With the Ukraine conflict reaching stalemate, with neither the Ukrainians nor the Russians seemingly capable of achieving a significant breakthrough, it is almost inevitable that Western policymakers should start thinking about ways to end the bloodshed.
For all the optimism that surrounded Ukraine’s long-planned summer counteroffensive to liberate areas of the country captured by their Russian adversaries, Ukrainian forces have failed to achieve the decisive breakthrough they sought.
Despite launching a series of well-coordinated attacks to liberate territory in both the east and the south of the country, the highly effective defensive positions established by the Russians, known as the Surovikin line after the Russian general who devised them, the Ukrainians have failed to make the type of decisive breakthroughs they achieved last year, when they recaptured the city of Kharkiv in the northeast and Kherson in the south.

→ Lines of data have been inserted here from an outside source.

PR #18, opened 2018-01-30
Add specific exceptions for every invalid query

AlexVanderbist:
This PR adds a couple more specific exceptions to be able to better handle different query exceptions in userland.

- `InvalidFilterQuery` with `getAllowedFilters()` and `getUnknownFilters()`
- `InvalidIncludeQuery` with `getAllowedIncludes()` and `getUnknownIncludes()`
- `InvalidSortQuery` with `getAllowedSorts()` and `getUnknownSort()`

All these exceptions extend from `InvalidQuery`.

### DIFF
--- a/src/Exceptions/InvalidFilterQuery.php
+++ b/src/Exceptions/InvalidFilterQuery.php
@@ -8,10 +8,10 @@ use Illuminate\Support\Collection;
 class InvalidFilterQuery extends InvalidQuery
 {
     /** @var \Illuminate\Support\Collection */
-    private $unknownFilters;
+    public $unknownFilters;
 
     /** @var \Illuminate\Support\Collection */
-    private $allowedFilters;
+    public $allowedFilters;
 
     public function __construct(Collection $unknownFilters, Collection $allowedFilters)
     {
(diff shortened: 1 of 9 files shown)


src/Exceptions/InvalidFilterQuery.php
```diff
@@ -0,0 +1,42 @@
...
+    }
+
+    public static function filtersNotAllowed(Collection $unknownFilters, Collection $allowedFilters)
+    {
+        return new static(...func_get_args());
+    }
+
+    public function getUnknownFilters(): Collection
+    {
+        return $this->unknownFilters;
```
freekmurze: Let's just make the properties public

freekmurze:
Could you rebase this against the current master?

AlexVanderbist:
Rebased against master 👍

src/Exceptions/InvalidFilterQuery.php
```diff
@@ -0,0 +1,32 @@
...
+    public $allowedFilters;
+
+    public function __construct(Collection $unknownFilters, Collection $allowedFilters)
+    {
+        $this->unknownFilters = $unknownFilters;
+        $this->allowedFilters = $allowedFilters;
+
+        $unknownFilters = $this->unknownFilters->implode(', ');
+        $allowedFilters = $this->allowedFilters->implode(', ');
+        $message = "Given filter(s) `{$unknownFilters}` are not allowed. Allowed filters are `{$allowedFilters}`.";
```
freekmurze: Use `filter(s)` instead of `filters` to be more consistent. Do it also for the other exceptions.

freekmurze:
👍

MatanYadaev:
Hey guys, any idea how to prevent from `InvalidFilterQuery` to be thrown?

keizah7:
@MatanYadaev you cant turn off it in config file
```
    'disable_invalid_filter_query_exception' => true,
```

for some reason I can't it don't work with `InvalidSortQuery`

The only tangible gains the Ukrainians have achieved so far this year is to challenge Russia’s control over Crimea, home to the Russian Navy’s Black Sea fleet. A series of daring raids and missile strikes against Russian naval targets in Crimea, including an attack on November 4 which inflicted severe damage on a brand new Russian warship, an Askold Project 22800 Karakurt-class corvette which was docked in a Kerch shipyard in occupied Crimea.
But while Ukraine’s clever targeting of Russia’s naval bases in Crimea has severely restricted its navy’s ability to operate in the Black Sea, elsewhere Ukrainian forces have made minimal progress, prompting General Valery Zaluzhny, Ukraine’s commander-in-chief, to acknowledge in an interview earlier this month that the conflict had now reached stalemate.